Today marks a change of the guard; it’s Abby Hopper’s first day at the helm of the industry’s most influential organization, the Solar Energy Industries Association (SEIA). Succeeding Rhone Resch after his 12 years in the leadership role, Hopper has experience in both state and federal agencies, with her most recent job at the Bureau of Ocean Energy Management (BOEM) within the Department of Interior. Here are a few things you may not know about SEIA’s new president and CEO:
1. She’s a bridge-builder
Hopper has worked across the aisle many times to try to “figure out the right thing to do for our state and our nation.” When power outages struck Maryland, Governor Martin O’Malley asked her to find ways to improve the resiliency of the electric distribution grid—in 60 days.
So, she assembled a group of utility executives, environmental groups, ratepayer advocates and experts in resiliency for eight roundtable discussions.
“Bringing together a diverse group of people who are pretty invested in their interests to come up with a solution was important,” Hopper said in a conference call with solar industry journalists.
They came out of the meetings with a roadmap for improvement and, importantly, a plan for how to pay for it.
2. She is cautiously optimistic about the preservation of solar tax credits
Hopper feels comfortable that since the extended solar Investment Tax Credit (ITC) was put in place by a bipartisan agreement, it will remain intact in the new administration.
“We think that the solar industry has a strong story to tell that resonates with our president-elect in terms of job creation, innovation and investment, energy security and energy certainty in terms of the price,” Hopper said.

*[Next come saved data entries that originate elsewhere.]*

PR #3093, opened 2022-01-11
Filter duplicated actions for passed motions

### LINKED ISSUE #3070: Motions within team are being presented as Forced
## Steps to reproduce

1. Submit an expenditure as a motion from within a team
2. Finalize the motion
3. View the All Teams Action view

## Expected behaviour

* The expenditure motion is shown as a successfully executed motion

## Actual behaviour

* The expenditure motion appears at the root level
* There's an additional forced expenditure at the team level

image

https://xdai.colony.io/colony/test-kh

---

Shapeshift first reported this. In their situation, there are only two users that have the permissions to force an expenditure (willy & diggy smalls). Here's their report:

> We're also noticing that recently passed motions are showing up as forced in the Actions list.
> 
> Example of passed motion being shown as forced: https://xdai.colony.io/colony/shapeshift/tx/0xfb5c700dace17487cfd2da5d5b5b558a4fcdc7efe04552e3f18b41c221aaf20f
> 
> Link to motion: https://xdai.colony.io/colony/shapeshift/tx/0x944f762154e19fa30ba971c4d976ca24bcd84e8d93b07581c8c9081f6c645733

arrenv:
## Description

This PR is intended to remove the duplicate actions appearing for a passed motion and the incorrectly displayed 'Forced' tag on a passed motion action.

However, due to non-persistence of an uninstalled extension, the forced tag fix will only work for the currently installed Motions & Disputes extension.

The filter will only take effect once the motions have loaded into the actions list.

**These are the circumstances that have been tested and the expected results:**

- Motions & Disputes extension is enabled - _It should correctly only show the passed motion action_
- Motions & Disputes extension is depreciated - _It should correctly only show the passed motion action_
- Motions & Disputes extension is depreciated then re-enabled - _It should correctly only show the passed motion action_

- Motions & Disputes extension is uninstalled - _It will show the action with no tag_

- Motions & Disputes extension is re-installed - _It will show previous extension's motions as the singular action with a forced tag and correctly only show the passed motion action for the newly installed extension_

- Motions & Disputes extension is re-installed then depreciated - _It will show previous extension motions as the action with no tag and only show the passed motion action for the most recently depreciated extension_

**Changes** 🏗

* Updated the actions filter to also filter out the actions initiated by the Motions & Disputes extension

### Testing

- Install the Motions & Disputes extension
- Add Reputation to the colony by making a forced payment
- Refresh the page to ensure reputation is loaded
- Unlock the received funds, ready for staking against motion
- Create a motion and stake for it
- Speed up the chain by at least the time left in the motion. You can do this using this request in your console (which is a little over 3 days)
`curl -H "Content-Type: application/json" -X POST --data '{"jsonrpc":"2.0","method":"evm_increaseTime","params":[260000],"id": 1}' localhost:8545 && curl -H "Content-Type: application/json" -X POST --data '{"jsonrpc":"2.0","method":"evm_mine","params":[]}' localhost:8545`
- Check your 'Actions' list to ensure that there is no duplicate for the same action.

### Before
repeated-event-incorrectly-forced

### After
correctly-filtered-motion-action

Resolves #3070

### DIFF
--- a/src/modules/dashboard/components/ColonyActions/ColonyActions.tsx
+++ b/src/modules/dashboard/components/ColonyActions/ColonyActions.tsx
@@ -24,6 +24,7 @@ import {
 import { SortOptions, SortSelectOptions } from '../shared/sortOptions';
 import { getActionsListData } from '../../transformers';
 import { useTransformer } from '~utils/hooks';
+import { createAddress } from '~utils/web3';
 import {
   ColonyActions as ColonyActionTypes,
   FormattedAction,
@@ -31,7 +32,6 @@ import {
 } from '~types/index';
 
 import styles from './ColonyActions.css';
-import { createAddress } from '~utils/web3';
 
 const MSG = defineMessages({
   labelFilter: {
@@ -175,8 +175,7 @@ const ColonyActions = ({
 
   /* Needs to be tested when all action types are wirde up & reflected in the list */
   const filteredActions = useMemo(() => {
-    let filterActions = actions;
-    filterActions = !ethDomainId
+    const filterActions = !ethDomainId
       ? actions
       : actions.filter(
           (action) =>
@@ -195,7 +194,7 @@ const ColonyActions = ({
           .filter((motion) => motion.extensionAddress)
           .map((motion) => createAddress(motion.extensionAddress)) || [];
       if (motionExtensionAddresses.length > 0) {
-        filterActions = actions.filter((action) => {
+        return filterActions.filter((action) => {
           return !motionExtensionAddresses.includes(
             createAddress(action.initiator),
           );
--- a/src/modules/dashboard/components/ColonyActions/ColonyActions.tsx
+++ b/src/modules/dashboard/components/ColonyActions/ColonyActions.tsx
@@ -31,6 +31,7 @@ import {
 } from '~types/index';
 
 import styles from './ColonyActions.css';
+import { createAddress } from '~utils/web3';
 
 const MSG = defineMessages({
   labelFilter: {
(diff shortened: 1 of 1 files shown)


src/modules/dashboard/components/ColonyActions/ColonyActions.tsx
```diff
@@ -31,6 +31,7 @@ import {
 } from '~types/index';
 
 import styles from './ColonyActions.css';
+import { createAddress } from '~utils/web3';
```
ArmandoGraterol, line 34: A bit of a nitpick but this import should be grouped with the other relative imports

src/modules/dashboard/components/ColonyActions/ColonyActions.tsx
```diff
@@ -173,21 +174,37 @@ const ColonyActions = ({
...
-              (ethDomainId === 1 && action.fromDomain === undefined) ||
-              /* when transfering funds the list shows both sender & recipient */
-              (action.actionType === ColonyActionTypes.MoveFunds &&
-                Number(action.toDomain) === ethDomainId),
-          ),
-    [ethDomainId, actions],
-  );
+  const filteredActions = useMemo(() => {
+    let filterActions = actions;
+    filterActions = !ethDomainId
```
ArmandoGraterol, line 179: Here when `!ethDomainId` is `true` we already assign `actions` to `filterActions`, so I think the assignation above is not needed

ArmandoGraterol (approved):
Tested it and it seems to be working properly :ok_hand:

Pointed out some small things I noticed in the code but I'm approving it anyway

src/modules/dashboard/components/ColonyActions/ColonyActions.tsx
```diff
@@ -173,21 +174,37 @@ const ColonyActions = ({
...
-              /* when no specific domain in the action it is displayed in Root */
-              (ethDomainId === 1 && action.fromDomain === undefined) ||
-              /* when transfering funds the list shows both sender & recipient */
-              (action.actionType === ColonyActionTypes.MoveFunds &&
-                Number(action.toDomain) === ethDomainId),
-          ),
-    [ethDomainId, actions],
-  );
+  const filteredActions = useMemo(() => {
+    let filterActions = actions;
```
alicjakujawa, line 178: I would avoid let whenever possible, just do const filterActions = [and condition here] with ternary operator

src/modules/dashboard/components/ColonyActions/ColonyActions.tsx
```diff
@@ -173,21 +174,37 @@ const ColonyActions = ({
...
+      const motionExtensionAddresses =
+        motions.motions
+          .filter((motion) => motion.extensionAddress)
+          .map((motion) => createAddress(motion.extensionAddress)) || [];
+      if (motionExtensionAddresses.length > 0) {
+        filterActions = actions.filter((action) => {
+          return !motionExtensionAddresses.includes(
+            createAddress(action.initiator),
+          );
+        });
```
alicjakujawa, line 202: so when you get rid of let, you can just put return here in if

alicjakujawa (changes requested):
Small comments

src/modules/dashboard/components/ColonyActions/ColonyActions.tsx
arrenv: Good pickup, a symptom of using auto-complete on function calls.

src/modules/dashboard/components/ColonyActions/ColonyActions.tsx
arrenv: Yeah, I agree, I will update.

src/modules/dashboard/components/ColonyActions/ColonyActions.tsx
arrenv: Thanks you, that helps!

chinins (approved):
Good to go! I tested it extensively with uninstalling extensions etc, and it works well.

3. She’s ready to get hands-on and also delegate
Hopper has been on the receiving end of lobbyists in her past roles, and she knows what it takes to be heard by legislators.
She said the most important aspect of lobbying is sending the right messenger for the case. Sometimes, she will be the best messenger as CEO of SEIA, but there may be times when other people will be a better fit because of an existing relationship or another dynamic.
4. She has a to-do list
Though Hopper said this list may adjust based on the needs and wants of SEIA’s membership, she came up with her top three priorities:
- Ensure continuation of federal tax credits
- Create strong markets at the state level
- Advocate for inclusivity in solar: Make it available to low- and moderate-income households, and ensure that the solar workforce is inclusive to women and people of color
Hopper is excited to start her new chapter with SEIA. “This is an esteemed organization that I have had the honor of working with for the last decade, and now I get to be a part of it,” Hopper said.